Not every project goes as well as planned. We would be happy to spend a few minutes answering your questions.
If you have a gate on the side of your house and the latch is secured through the stucco, you should probably prepare yourself for some maintenance. If you have to choose which side of the gate to hang on the stucco, I guess the latch would be preferred because it is not as heavy as the gate itself. However, as the gate will tend to slam into the latch and overtime will tend to loosen.
There are a couple of ways to deal with this problem. Some folks would consider moving the latch, which would mean you also have to move the gate by the same amount. You could also use longer screws and make sure they enter some framing lumber in the wall. Along with that you can repair the broken out stucco. They make a product which is basically mortar in a caulking tube. You can load this in a caulking gun, cut the top off, and squeeze some into the void under the latch. You will want to position the latch where you want it to stay while the mortar dries. I would leave it that way overnight. The next day it should be rock hard with no movement…until people start slamming the gate again.
I had to cut into a wall yesterday to repair a plumbing leak. One of the kids pulled on a hose bib and it snapped the copper pipe inside the wall.

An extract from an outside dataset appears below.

PR #3303, opened 2019-11-05
[REVIEW] Define and implement new stream compaction APIs `copy_if`, `drop_nulls`, `apply_boolean_mask`, `drop_duplicate` and `unique_count`.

Last night I repaired the leak and today I start working on the stucco patch. Since there is a good sized hole in the wall I will need to fill it with something so that the stucco won't just fall into the wall. When stucco is first applied, a stucco wire is used to help it stay in place as it goes on with the consistancy of concrete. I know people who fill the void with rocks or whatever is laying around. I used expanding foam because it will insulate the pipe as well as provide a backing for the stucco repair.
Once the foam is firm in about 8 hours, it can be trimmed. After that, mix up a batch of stucco by adding water and fill the hole until it is even with the surrounding surface using a rubber float. Some stucco has a "sand" finish which is flat and looks like sand. The other finish style is very rough. You can try a couple techniques to match a rough finish.
The first method is the splatter method. With the patch flat simply flick small amounts of stucco on the flat patch. You want a somewhat random splatter. You can do this with a brush, float, or even a paint stick depending on the size of the patch. The other method is to get a fairly loose, almost soupy mixture of stucco and apply this to the patch. It won't be as rough as the splatter method but it may be what you are looking for.
After the patch dries, paint the patch or the entire wall. The paint is the key to a good patch. You can have a bad looking patch, but if the paint is a dead-on match, the patch will appear good.